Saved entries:
• • •
PR #16260, opened 2026-04-13
feat(meshpassthrough): introduce matching API

lukidzi:
## Motivation

`MeshPassthrough` currently generates filter chain selection using per-filter-chain `FilterChainMatch` fields. This approach has known limitations: Envoy evaluates `FilterChainMatch` fields using a fixed precedence order that does not always align with how `MeshPassthrough` rules need to be prioritized, and it becomes unwieldy when combining protocol, SNI, port, and IP/CIDR matching across many rules. Envoy's Matcher API (`Listener.FilterChainMatcher`, using `xds.type.matcher.v3.Matcher`) provides a declarative, tree-structured alternative that gives explicit control over matching order and combines multiple conditions cleanly.

## Implementation information

This PR migrates `MeshPassthrough` listener generation to use the Envoy Matcher API behind a feature flag (`feature-meshpassthrough-matcher-api`). The flag can be set per-dataplane or enabled globally via the `MeshPassthroughMatcherAPI` experimental config field.

`filter_chain_matcher.go` builds this tree from the existing `FilterChainMatch` slice. The plugin checks for the feature flag and passes `UseMatcherAPI` to the configurer, which then either attaches the matcher to `Listener.FilterChainMatcher` or falls back to the existing per-chain `FilterChainMatch` path.
New builder helpers added to `pkg/envoy/builders/xds/matchers`:
- `MatcherTreeExactMap` / `MatcherTreePrefixMap` — tree node constructors
- `FilterChainNameOnMatch` — action wrapping a `StringValue` (as required by Envoy's filter chain action type)
- `NetworkInputTransportProtocol`, `NetworkInputApplicationProtocol`, `NetworkInputServerName`, `NetworkInputDestinationPort`, `NetworkInputDestinationIP` — typed extension config helpers
- `IPRangeOnMatch` — builds a `MatcherList` node for CIDR matching using `envoy.matching.matchers.ip`


slonka:
This can be reopened for 3.1.x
• • •
__Work request__
Print all the records precisely.

__Answer box__
PR #16260, opened 2026-04-13
feat(meshpassthrough): introduce matching API

lukidzi:
## Motivation

`MeshPassthrough` currently generates filter chain selection using per-filter-chain `FilterChainMatch` fields. This approach has known limitations: Envoy evaluates `FilterChainMatch` fields using a fixed precedence order that does not always align with how `MeshPassthrough` rules need to be prioritized, and it becomes unwieldy when combining protocol, SNI, port, and IP/CIDR matching across many rules. Envoy's Matcher API (`Listener.FilterChainMatcher`, using `xds.type.matcher.v3.Matcher`) provides a declarative, tree-structured alternative that gives explicit control over matching order and combines multiple conditions cleanly.

## Implementation information

This PR migrates `MeshPassthrough` listener generation to use the Envoy Matcher API behind a feature flag (`feature-meshpassthrough-matcher-api`). The flag can be set per-dataplane or enabled globally via the `MeshPassthroughMatcherAPI` experimental config field.

`filter_chain_matcher.go` builds this tree from the existing `FilterChainMatch` slice. The plugin checks for the feature flag and passes `UseMatcherAPI` to the configurer, which then either attaches the matcher to `Listener.FilterChainMatcher` or falls back to the existing per-chain `FilterChainMatch` path.
New builder helpers added to `pkg/envoy/builders/xds/matchers`:
- `MatcherTreeExactMap` / `MatcherTreePrefixMap` — tree node constructors
- `FilterChainNameOnMatch` — action wrapping a `StringValue` (as required by Envoy's filter chain action type)
- `NetworkInputTransportProtocol`, `NetworkInputApplicationProtocol`, `NetworkInputServerName`, `NetworkInputDestinationPort`, `NetworkInputDestinationIP` — typed extension config helpers
- `IPRangeOnMatch` — builds a `MatcherList` node for CIDR matching using `envoy.matching.matchers.ip`


slonka:
This can be reopened for 3.1.x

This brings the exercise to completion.